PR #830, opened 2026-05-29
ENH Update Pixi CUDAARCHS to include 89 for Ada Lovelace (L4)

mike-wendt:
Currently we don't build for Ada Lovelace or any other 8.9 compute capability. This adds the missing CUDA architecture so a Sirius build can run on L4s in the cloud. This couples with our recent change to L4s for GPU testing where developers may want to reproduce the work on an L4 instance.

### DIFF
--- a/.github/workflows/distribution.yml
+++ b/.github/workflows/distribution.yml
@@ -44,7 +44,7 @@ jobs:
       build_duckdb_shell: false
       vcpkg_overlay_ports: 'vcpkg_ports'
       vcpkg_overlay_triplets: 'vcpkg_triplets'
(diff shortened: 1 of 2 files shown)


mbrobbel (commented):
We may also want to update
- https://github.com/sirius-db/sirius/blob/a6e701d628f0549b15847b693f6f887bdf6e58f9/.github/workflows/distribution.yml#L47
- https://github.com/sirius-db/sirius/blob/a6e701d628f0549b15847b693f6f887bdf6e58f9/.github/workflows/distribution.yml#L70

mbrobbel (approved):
######
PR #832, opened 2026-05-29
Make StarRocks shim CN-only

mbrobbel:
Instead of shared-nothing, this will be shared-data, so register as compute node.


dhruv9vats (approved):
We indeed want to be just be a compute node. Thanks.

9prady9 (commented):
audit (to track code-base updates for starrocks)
######
What you need to do ▸
Copy out, word for word, the part of the entries above that begins at the line with "Make StarRocks shim CN-only" and ends at the line with "audit (to track", including both.

Exercise response ▸
Make StarRocks shim CN-only

mbrobbel:
Instead of shared-nothing, this will be shared-data, so register as compute node.


dhruv9vats (approved):
We indeed want to be just be a compute node. Thanks.

9prady9 (commented):
audit (to track code-base updates for starrocks)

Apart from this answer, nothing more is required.